*PROBLEM STATEMENT*.
Below are some records. Copy every line in them that holds "unauthenticated".
----------------------------------------
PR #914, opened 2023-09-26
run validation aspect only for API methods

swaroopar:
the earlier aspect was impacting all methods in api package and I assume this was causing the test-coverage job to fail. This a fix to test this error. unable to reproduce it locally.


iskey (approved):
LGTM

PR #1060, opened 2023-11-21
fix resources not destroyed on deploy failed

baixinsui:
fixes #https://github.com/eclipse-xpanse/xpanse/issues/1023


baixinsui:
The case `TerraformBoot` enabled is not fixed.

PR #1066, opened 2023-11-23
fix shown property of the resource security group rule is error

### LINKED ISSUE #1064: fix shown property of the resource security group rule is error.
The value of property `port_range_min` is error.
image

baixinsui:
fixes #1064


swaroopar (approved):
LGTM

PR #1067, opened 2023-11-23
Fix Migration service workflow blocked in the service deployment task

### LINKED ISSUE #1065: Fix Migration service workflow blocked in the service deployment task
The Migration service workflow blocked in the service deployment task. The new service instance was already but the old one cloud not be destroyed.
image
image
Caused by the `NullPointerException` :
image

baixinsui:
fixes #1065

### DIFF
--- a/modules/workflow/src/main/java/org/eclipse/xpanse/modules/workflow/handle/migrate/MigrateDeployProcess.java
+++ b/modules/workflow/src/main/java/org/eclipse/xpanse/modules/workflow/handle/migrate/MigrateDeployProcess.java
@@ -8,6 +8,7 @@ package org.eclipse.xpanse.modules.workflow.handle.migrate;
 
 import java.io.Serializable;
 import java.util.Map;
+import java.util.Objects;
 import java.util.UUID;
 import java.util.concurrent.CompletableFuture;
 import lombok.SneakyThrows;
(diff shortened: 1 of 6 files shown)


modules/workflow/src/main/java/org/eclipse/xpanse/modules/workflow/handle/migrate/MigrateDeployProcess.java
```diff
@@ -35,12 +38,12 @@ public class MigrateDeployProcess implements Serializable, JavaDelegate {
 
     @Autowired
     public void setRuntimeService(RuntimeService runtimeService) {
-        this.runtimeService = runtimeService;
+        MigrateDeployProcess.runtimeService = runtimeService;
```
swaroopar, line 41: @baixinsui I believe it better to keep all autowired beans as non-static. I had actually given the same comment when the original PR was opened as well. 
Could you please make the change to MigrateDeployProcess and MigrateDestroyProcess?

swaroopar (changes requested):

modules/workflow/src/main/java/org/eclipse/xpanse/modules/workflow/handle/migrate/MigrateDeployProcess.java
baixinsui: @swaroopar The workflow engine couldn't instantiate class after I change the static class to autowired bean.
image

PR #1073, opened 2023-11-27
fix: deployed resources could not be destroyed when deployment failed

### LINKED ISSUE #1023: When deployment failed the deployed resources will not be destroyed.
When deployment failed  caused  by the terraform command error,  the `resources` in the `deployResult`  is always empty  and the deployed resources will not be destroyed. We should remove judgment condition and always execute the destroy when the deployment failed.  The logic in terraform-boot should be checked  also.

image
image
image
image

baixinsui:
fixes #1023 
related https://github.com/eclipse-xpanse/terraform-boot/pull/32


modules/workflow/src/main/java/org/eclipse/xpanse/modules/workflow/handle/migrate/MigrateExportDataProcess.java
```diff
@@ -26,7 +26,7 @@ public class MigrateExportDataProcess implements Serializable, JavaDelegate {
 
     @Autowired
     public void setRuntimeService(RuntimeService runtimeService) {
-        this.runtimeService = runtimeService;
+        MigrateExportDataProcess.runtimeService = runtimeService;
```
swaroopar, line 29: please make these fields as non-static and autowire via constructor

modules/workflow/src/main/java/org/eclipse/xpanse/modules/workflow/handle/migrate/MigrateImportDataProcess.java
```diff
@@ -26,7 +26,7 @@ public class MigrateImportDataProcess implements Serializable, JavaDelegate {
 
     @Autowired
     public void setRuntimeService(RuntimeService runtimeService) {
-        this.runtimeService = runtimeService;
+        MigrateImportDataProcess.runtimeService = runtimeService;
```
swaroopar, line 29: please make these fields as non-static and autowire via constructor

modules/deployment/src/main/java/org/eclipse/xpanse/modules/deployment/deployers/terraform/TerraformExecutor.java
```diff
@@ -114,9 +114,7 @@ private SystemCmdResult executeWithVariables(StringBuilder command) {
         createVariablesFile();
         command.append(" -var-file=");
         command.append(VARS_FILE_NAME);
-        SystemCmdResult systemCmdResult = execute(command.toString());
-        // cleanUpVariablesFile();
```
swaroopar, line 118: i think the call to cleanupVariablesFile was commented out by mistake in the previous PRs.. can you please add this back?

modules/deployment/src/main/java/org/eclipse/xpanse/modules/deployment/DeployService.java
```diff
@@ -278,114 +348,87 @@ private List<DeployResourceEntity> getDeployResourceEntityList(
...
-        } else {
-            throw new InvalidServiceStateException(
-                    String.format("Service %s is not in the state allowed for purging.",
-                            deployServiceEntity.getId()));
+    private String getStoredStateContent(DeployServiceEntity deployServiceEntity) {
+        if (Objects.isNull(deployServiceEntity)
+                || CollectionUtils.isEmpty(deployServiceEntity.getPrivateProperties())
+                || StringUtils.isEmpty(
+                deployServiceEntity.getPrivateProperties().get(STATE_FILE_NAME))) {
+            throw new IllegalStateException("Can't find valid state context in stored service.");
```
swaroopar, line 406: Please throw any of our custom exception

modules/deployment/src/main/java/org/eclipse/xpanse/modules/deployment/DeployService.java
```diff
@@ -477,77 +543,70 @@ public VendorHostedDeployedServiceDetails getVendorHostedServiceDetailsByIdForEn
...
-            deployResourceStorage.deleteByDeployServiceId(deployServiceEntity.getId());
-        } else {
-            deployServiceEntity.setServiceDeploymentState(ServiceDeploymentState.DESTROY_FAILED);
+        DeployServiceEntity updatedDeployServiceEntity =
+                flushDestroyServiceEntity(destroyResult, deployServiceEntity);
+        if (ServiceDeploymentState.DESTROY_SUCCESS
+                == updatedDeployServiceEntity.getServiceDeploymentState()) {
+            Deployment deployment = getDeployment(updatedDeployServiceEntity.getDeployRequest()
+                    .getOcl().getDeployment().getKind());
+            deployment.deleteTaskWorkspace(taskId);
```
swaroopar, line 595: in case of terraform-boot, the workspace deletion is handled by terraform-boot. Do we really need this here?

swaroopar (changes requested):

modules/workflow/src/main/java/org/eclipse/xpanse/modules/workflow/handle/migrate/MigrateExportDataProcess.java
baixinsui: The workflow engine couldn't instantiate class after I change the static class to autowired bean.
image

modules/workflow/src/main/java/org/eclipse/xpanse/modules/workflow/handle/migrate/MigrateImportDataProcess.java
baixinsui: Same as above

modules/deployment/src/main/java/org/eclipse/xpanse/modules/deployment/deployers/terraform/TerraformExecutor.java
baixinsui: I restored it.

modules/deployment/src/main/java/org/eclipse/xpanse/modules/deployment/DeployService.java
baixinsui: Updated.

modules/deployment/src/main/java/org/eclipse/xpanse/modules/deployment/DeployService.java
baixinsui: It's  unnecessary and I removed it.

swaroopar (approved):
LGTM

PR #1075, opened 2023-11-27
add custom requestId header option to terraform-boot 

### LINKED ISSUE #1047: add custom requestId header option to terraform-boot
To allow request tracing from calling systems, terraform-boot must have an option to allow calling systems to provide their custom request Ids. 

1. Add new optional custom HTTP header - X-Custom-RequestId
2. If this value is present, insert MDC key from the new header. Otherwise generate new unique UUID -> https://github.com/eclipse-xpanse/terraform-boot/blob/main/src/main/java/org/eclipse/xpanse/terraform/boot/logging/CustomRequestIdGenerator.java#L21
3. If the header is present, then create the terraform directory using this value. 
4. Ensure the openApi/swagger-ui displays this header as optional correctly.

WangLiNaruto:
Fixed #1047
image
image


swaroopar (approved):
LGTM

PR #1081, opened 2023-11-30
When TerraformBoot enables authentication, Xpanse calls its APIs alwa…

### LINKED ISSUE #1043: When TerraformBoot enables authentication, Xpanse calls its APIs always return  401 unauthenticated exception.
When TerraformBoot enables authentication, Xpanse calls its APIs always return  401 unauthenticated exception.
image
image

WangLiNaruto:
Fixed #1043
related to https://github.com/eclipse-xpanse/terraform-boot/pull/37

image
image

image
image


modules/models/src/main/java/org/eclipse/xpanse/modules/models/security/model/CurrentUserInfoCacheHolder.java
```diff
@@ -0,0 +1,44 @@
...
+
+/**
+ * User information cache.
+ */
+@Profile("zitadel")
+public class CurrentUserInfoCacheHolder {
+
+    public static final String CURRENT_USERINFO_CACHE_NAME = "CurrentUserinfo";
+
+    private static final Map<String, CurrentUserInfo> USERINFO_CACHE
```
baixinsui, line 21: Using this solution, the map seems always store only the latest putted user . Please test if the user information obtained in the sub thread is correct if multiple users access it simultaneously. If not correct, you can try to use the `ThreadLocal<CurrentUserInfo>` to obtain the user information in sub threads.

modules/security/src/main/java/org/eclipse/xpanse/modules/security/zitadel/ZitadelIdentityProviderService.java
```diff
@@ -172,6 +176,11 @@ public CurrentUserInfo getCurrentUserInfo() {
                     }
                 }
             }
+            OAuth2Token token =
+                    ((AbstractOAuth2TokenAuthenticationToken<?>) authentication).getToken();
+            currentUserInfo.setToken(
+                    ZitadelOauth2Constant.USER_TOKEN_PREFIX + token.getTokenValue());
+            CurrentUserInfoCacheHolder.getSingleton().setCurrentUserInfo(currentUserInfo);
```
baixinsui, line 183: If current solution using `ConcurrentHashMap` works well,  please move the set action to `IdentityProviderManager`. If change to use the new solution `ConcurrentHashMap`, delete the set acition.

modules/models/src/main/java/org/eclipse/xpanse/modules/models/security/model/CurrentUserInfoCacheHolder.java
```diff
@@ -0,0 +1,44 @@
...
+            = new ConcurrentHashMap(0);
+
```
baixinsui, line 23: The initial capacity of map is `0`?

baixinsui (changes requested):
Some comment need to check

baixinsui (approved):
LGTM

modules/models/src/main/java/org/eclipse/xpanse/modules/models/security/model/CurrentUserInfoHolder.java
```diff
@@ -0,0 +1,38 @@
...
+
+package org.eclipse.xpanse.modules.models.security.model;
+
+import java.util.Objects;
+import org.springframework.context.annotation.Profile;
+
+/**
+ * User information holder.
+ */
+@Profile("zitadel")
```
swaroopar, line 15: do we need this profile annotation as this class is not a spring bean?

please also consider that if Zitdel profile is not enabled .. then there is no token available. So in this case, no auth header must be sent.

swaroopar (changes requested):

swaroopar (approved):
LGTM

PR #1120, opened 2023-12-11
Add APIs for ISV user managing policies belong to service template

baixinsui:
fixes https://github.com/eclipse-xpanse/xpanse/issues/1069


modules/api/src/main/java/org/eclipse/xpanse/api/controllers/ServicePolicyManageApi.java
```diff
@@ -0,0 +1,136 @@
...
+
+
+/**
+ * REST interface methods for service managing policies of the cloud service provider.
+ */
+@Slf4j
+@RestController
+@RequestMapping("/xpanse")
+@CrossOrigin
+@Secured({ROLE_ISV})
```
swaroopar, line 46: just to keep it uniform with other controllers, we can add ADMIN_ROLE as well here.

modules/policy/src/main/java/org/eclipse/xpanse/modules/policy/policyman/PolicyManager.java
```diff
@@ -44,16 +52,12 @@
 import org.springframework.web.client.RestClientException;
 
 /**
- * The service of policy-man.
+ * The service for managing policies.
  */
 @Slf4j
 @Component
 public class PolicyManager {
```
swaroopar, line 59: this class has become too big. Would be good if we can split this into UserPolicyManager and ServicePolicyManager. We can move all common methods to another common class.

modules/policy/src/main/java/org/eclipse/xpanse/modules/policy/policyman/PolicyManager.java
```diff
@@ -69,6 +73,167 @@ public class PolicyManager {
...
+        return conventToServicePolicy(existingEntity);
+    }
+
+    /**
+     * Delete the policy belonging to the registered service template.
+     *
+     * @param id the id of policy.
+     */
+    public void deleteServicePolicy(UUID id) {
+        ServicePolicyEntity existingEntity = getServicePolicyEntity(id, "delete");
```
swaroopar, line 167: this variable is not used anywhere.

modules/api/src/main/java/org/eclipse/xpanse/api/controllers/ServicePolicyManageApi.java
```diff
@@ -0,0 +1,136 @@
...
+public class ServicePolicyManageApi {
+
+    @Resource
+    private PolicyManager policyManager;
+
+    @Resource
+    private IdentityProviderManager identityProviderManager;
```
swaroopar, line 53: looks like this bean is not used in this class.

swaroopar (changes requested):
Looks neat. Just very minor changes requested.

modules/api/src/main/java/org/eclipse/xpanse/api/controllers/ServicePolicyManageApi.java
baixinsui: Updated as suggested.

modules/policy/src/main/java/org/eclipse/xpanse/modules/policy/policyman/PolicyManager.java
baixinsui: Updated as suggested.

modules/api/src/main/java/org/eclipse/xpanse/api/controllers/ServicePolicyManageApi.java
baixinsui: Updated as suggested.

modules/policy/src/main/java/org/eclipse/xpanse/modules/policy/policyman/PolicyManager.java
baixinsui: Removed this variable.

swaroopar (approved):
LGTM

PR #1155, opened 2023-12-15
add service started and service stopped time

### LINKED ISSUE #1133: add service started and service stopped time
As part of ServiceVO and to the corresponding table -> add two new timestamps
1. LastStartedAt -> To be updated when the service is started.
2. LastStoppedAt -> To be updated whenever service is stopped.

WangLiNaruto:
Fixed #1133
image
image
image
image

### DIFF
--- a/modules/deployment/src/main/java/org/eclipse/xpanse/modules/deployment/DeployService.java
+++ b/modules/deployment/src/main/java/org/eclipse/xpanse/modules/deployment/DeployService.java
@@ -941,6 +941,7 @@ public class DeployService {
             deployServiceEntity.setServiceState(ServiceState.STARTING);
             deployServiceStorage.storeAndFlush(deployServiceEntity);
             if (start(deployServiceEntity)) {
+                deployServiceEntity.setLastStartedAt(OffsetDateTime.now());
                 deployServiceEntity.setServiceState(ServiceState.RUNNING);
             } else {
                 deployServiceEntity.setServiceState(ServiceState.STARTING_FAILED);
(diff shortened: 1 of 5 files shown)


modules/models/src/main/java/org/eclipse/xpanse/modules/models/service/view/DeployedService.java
----------------------------------------
*TASK OUTPUT*.
### LINKED ISSUE #1043: When TerraformBoot enables authentication, Xpanse calls its APIs always return  401 unauthenticated exception.
When TerraformBoot enables authentication, Xpanse calls its APIs always return  401 unauthenticated exception.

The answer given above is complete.